# EXERCISE DESCRIPTION
Which lines run from the line with "PR #246, opened 2024-01-13" through the line with "This PR also" in the entries below? Print them exactly, both ends included, and nothing more.

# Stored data
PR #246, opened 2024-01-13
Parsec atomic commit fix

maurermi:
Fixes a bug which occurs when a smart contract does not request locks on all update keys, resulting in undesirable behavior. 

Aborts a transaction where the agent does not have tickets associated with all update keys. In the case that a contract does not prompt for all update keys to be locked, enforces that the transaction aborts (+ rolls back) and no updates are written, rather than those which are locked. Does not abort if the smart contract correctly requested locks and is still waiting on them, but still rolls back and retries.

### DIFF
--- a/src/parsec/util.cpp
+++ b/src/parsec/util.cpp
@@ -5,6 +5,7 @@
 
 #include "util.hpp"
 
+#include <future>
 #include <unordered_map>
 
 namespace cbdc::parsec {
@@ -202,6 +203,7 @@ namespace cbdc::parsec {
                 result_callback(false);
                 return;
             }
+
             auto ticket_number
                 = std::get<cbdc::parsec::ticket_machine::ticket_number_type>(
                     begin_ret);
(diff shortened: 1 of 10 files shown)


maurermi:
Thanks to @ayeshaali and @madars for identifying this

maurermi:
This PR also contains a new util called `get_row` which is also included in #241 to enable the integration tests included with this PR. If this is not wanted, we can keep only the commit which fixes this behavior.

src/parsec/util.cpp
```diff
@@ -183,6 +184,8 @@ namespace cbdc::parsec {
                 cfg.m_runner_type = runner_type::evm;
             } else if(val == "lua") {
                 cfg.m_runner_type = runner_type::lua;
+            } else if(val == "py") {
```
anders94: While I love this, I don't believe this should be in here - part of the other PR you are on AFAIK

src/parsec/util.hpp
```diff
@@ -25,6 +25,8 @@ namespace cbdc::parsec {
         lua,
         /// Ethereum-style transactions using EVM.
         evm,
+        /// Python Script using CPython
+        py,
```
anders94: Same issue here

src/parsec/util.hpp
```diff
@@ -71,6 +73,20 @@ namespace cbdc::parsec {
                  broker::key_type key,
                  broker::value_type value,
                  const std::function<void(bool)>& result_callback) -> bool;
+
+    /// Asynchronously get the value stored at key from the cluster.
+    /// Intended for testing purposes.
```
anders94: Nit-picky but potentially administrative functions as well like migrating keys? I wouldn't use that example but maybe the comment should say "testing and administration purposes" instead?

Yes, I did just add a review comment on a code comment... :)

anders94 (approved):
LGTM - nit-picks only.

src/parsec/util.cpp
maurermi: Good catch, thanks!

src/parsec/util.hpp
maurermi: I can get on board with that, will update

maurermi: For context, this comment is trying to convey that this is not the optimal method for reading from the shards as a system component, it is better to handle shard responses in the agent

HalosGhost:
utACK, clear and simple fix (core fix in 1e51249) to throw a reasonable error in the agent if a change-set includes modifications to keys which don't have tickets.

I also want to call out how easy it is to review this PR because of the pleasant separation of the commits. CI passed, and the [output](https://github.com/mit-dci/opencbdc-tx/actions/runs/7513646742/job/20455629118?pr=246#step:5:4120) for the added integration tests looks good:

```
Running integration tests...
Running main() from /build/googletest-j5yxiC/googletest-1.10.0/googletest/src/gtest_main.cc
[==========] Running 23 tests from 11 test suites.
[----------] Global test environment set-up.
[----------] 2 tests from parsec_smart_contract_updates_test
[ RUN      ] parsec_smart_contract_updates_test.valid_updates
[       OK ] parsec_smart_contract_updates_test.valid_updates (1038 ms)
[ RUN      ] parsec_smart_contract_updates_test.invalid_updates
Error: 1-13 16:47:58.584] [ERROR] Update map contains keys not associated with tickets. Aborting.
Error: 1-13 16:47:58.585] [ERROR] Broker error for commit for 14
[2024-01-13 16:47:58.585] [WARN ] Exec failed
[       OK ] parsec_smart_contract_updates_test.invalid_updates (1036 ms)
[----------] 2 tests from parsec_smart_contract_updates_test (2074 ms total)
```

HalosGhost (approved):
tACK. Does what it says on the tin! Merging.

--

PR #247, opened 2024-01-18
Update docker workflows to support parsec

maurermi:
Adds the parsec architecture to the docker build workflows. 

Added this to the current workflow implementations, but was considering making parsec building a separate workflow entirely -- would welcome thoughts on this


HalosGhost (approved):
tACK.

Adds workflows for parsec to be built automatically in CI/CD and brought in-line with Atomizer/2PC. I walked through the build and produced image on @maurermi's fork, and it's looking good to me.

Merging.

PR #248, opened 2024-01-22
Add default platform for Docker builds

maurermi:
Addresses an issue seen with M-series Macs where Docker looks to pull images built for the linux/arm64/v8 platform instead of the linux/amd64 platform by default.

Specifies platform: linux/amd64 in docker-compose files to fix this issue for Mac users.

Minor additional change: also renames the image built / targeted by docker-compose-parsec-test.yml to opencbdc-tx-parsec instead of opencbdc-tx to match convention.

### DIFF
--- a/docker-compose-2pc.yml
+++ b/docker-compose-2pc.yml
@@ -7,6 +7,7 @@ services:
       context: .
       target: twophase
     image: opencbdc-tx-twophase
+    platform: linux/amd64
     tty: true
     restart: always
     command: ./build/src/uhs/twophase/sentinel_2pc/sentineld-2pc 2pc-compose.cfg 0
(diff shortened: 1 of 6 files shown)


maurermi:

# FINISHED TASK
PR #246, opened 2024-01-13
Parsec atomic commit fix

maurermi:
Fixes a bug which occurs when a smart contract does not request locks on all update keys, resulting in undesirable behavior. 

Aborts a transaction where the agent does not have tickets associated with all update keys. In the case that a contract does not prompt for all update keys to be locked, enforces that the transaction aborts (+ rolls back) and no updates are written, rather than those which are locked. Does not abort if the smart contract correctly requested locks and is still waiting on them, but still rolls back and retries.

### DIFF
--- a/src/parsec/util.cpp
+++ b/src/parsec/util.cpp
@@ -5,6 +5,7 @@
 
 #include "util.hpp"
 
+#include <future>
 #include <unordered_map>
 
 namespace cbdc::parsec {
@@ -202,6 +203,7 @@ namespace cbdc::parsec {
                 result_callback(false);
                 return;
             }
+
             auto ticket_number
                 = std::get<cbdc::parsec::ticket_machine::ticket_number_type>(
                     begin_ret);
(diff shortened: 1 of 10 files shown)


maurermi:
Thanks to @ayeshaali and @madars for identifying this

maurermi:
This PR also contains a new util called `get_row` which is also included in #241 to enable the integration tests included with this PR. If this is not wanted, we can keep only the commit which fixes this behavior.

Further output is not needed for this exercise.